If you use IsoGraph in research, cite the software repository using the metadata in
[CITATION.cff](CITATION.cff). If a manuscript or preprint becomes available later, that
can be added as a preferred citation target without changing the software citation path.

## Acknowledgements

IsoGraph is supported by the National Institute on Minority Health and Health Disparities
award `R00 MD0169640` and the Alzheimer's Association award `25AARG-1413315`.
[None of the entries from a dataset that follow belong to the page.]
PR #3146, opened 2021-12-06
Fixed tenant logo without Tenant's "LastChangedOn" property

Ninjeneer:
The Tenant's logo URL concatenation with "LastChangedOn" property fails if the tenant does not have the property. In addition, the parameter is not used in the `handleGetTenantLogo` method, so can be removed

### DIFF
--- a/src/storage/mongodb/CarStorage.ts
+++ b/src/storage/mongodb/CarStorage.ts
@@ -688,10 +688,10 @@ export default class CarStorage {
             $cond: {
               if: { $gt: ['$carCatalog.image', null] }, then: {
                 $concat: [
-                  `${Utils.buildRestServerURL()}/v1/util/CarCatalogImage?ID=`,
+                  `${Utils.buildRestServerURL()}/v1/util/car-catalogs/`,
                   '$carCatalog.id',
                   {
-                    $ifNull: [{ $concat: ['&LastChangedOn=', { $toString: '$carCatalog.lastChangedOn' }] }, ''] // Only concat 'lastChangedOn' if not null
+                    $ifNull: [{ $concat: ['?LastChangedOn=', { $toString: '$carCatalog.lastChangedOn' }] }, ''] // Only concat 'lastChangedOn' if not null
                   }
                 ]
               }, else: null
--- a/src/storage/mongodb/CarStorage.ts
+++ b/src/storage/mongodb/CarStorage.ts
@@ -108,10 +108,12 @@ export default class CarStorage {
             $cond: {
               if: { $gt: ['$image', null] }, then: {
                 $concat: [
-                  `${Utils.buildRestServerURL()}/client/util/CarCatalogImage?ID=`,
+                  `${Utils.buildRestServerURL()}/v1/util/car-catalogs/`,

## Reproducibility and Data Provenance

- The benchmark suite is fixture-driven and designed to preserve regression targets across
  development stages.
- The bundled real-data workflow freezes a reproducible `real_caudate_aa_v1` dataset from
  local BrainSeq-derived inputs and caches intermediate selections under
  `benchmarks/cache/real_data/`.
- Benchmark, calibration, runtime, and snapshot artifacts are written into versioned
  directories under `artifacts/` and `snapshots/`.

## Limitations

- The benchmark CLI is optimized for the bundled fixture suite rather than arbitrary
  user-defined suites.
- The `fit` CLI currently exposes only the baseline backend for custom datasets.
- The VAE and GPU-latent backends require a separate PyTorch installation.
- The WGCNA backend requires R with the `WGCNA` package installed.
- The bundled `freeze-real` workflow depends on local BrainSeq-style source files and is
  not a generic data-ingestion command for arbitrary cohorts.